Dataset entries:
==============================

PR #731, opened 2021-04-26
add library labels endpoint

meisnate12:
## Description

I added the Labels endpoint (`/library/sections/<section_id>/label`) which returns the new Label object. This gets you every label in that library. I could use some guidance on writing proper tests or if my docstring is incorrect but when tested for me it works.

## Type of change

## Checklist:


meisnate12:
yup seems to be so i had looked at where the new advance filters were calling the label list and couldn't find that endpoint so i added it, but yea `LibrarySection.listFilterChoices(field='label')` worked just the same ill close then

PR #765, opened 2021-05-30
Allow overwriting attributes with None when manually reloading

### LINKED ISSUE #713: Accessing optional attributes results in an unnecessary reload
**Describe the issue**

This is not a bug but a feature / improvement request.

I'm trying to retrieve all items from a library section e.g. all movies. Then I'm collecting all the information available for the retrieved movies which requires a reload for some of the attributes like `Movie.roles` because not all roles are present in the XML data received from the `/library/sections/{id}/all` endpoint. Since I'm not interested in all the extra stuff like `On Deck`, `Related` etc. I wanted to make use of the possibility to customize the used `includeXYZ` in `PlexObject.reload()` as introduced in #607. While the customized call to `PlexObject.reload()` works fine, in the end `plexapi` often ends up performing a full `reload()` anyway because I try to access an attribute of `Movie` or `Video` which is optional in the XML response like `lastViewedAt` (which is only provided if the movie has been viewed at least once). The problem is that for all unviewed movies `Movie.lastViewedAt` will be `None` and the `Movie` object will only be a partial object because I did a partial `reload()` so the logic in `PlexObject.reload()` will perform a full reload in addition to the customized partial `reload()` I executed before.

https://github.com/pkkid/python-plexapi/blob/2bde2344084721d7015167af4762d3bc397fe5d2/plexapi/base.py#L426-L442

Is there any way we can add a list of attributes to the specific media classes like `Video`, `Movie` etc. which contains all attributes which don't require a full `reload()` even if they are `None` or `[]`?

PS: This does not only apply to `lastViewedAt` but also to `collections`, `originalTitle` and others.

**Code snippets**

The following code snippet first performs a customized `reload()` and then internally a full `reload()` if `lastViewedAt` is not set because the video has never been played / watched:
```python
item.reload(includeOnDeck=False, includeRelated=False, includeReviews=False)
print(f"{item.title} last viewed at {item.lastViewedAt}")
```

**Expected behavior**

Only the customized `reload()` actually reloads the item while accessing `lastViewedAt` doesn't perform a full `reload()`.

### LINKED ISSUE #770: .reload() fails to show updated metadata when 'studio.value' is set to '' (ie, removed)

==============================

TASK INSTRUCTIONS -
Could you return every record above exactly as written?

SOLUTION TO THE PROBLEM -
PR #731, opened 2021-04-26
add library labels endpoint

meisnate12:
## Description

I added the Labels endpoint (`/library/sections/<section_id>/label`) which returns the new Label object. This gets you every label in that library. I could use some guidance on writing proper tests or if my docstring is incorrect but when tested for me it works.

## Type of change

## Checklist:


meisnate12:
yup seems to be so i had looked at where the new advance filters were calling the label list and couldn't find that endpoint so i added it, but yea `LibrarySection.listFilterChoices(field='label')` worked just the same ill close then

PR #765, opened 2021-05-30
Allow overwriting attributes with None when manually reloading

### LINKED ISSUE #713: Accessing optional attributes results in an unnecessary reload
**Describe the issue**

This is not a bug but a feature / improvement request.

I'm trying to retrieve all items from a library section e.g. all movies. Then I'm collecting all the information available for the retrieved movies which requires a reload for some of the attributes like `Movie.roles` because not all roles are present in the XML data received from the `/library/sections/{id}/all` endpoint. Since I'm not interested in all the extra stuff like `On Deck`, `Related` etc. I wanted to make use of the possibility to customize the used `includeXYZ` in `PlexObject.reload()` as introduced in #607. While the customized call to `PlexObject.reload()` works fine, in the end `plexapi` often ends up performing a full `reload()` anyway because I try to access an attribute of `Movie` or `Video` which is optional in the XML response like `lastViewedAt` (which is only provided if the movie has been viewed at least once). The problem is that for all unviewed movies `Movie.lastViewedAt` will be `None` and the `Movie` object will only be a partial object because I did a partial `reload()` so the logic in `PlexObject.reload()` will perform a full reload in addition to the customized partial `reload()` I executed before.

https://github.com/pkkid/python-plexapi/blob/2bde2344084721d7015167af4762d3bc397fe5d2/plexapi/base.py#L426-L442

Is there any way we can add a list of attributes to the specific media classes like `Video`, `Movie` etc. which contains all attributes which don't require a full `reload()` even if they are `None` or `[]`?

PS: This does not only apply to `lastViewedAt` but also to `collections`, `originalTitle` and others.

**Code snippets**

The following code snippet first performs a customized `reload()` and then internally a full `reload()` if `lastViewedAt` is not set because the video has never been played / watched:
```python
item.reload(includeOnDeck=False, includeRelated=False, includeReviews=False)
print(f"{item.title} last viewed at {item.lastViewedAt}")
```

**Expected behavior**

Only the customized `reload()` actually reloads the item while accessing `lastViewedAt` doesn't perform a full `reload()`.

### LINKED ISSUE #770: .reload() fails to show updated metadata when 'studio.value' is set to '' (ie, removed)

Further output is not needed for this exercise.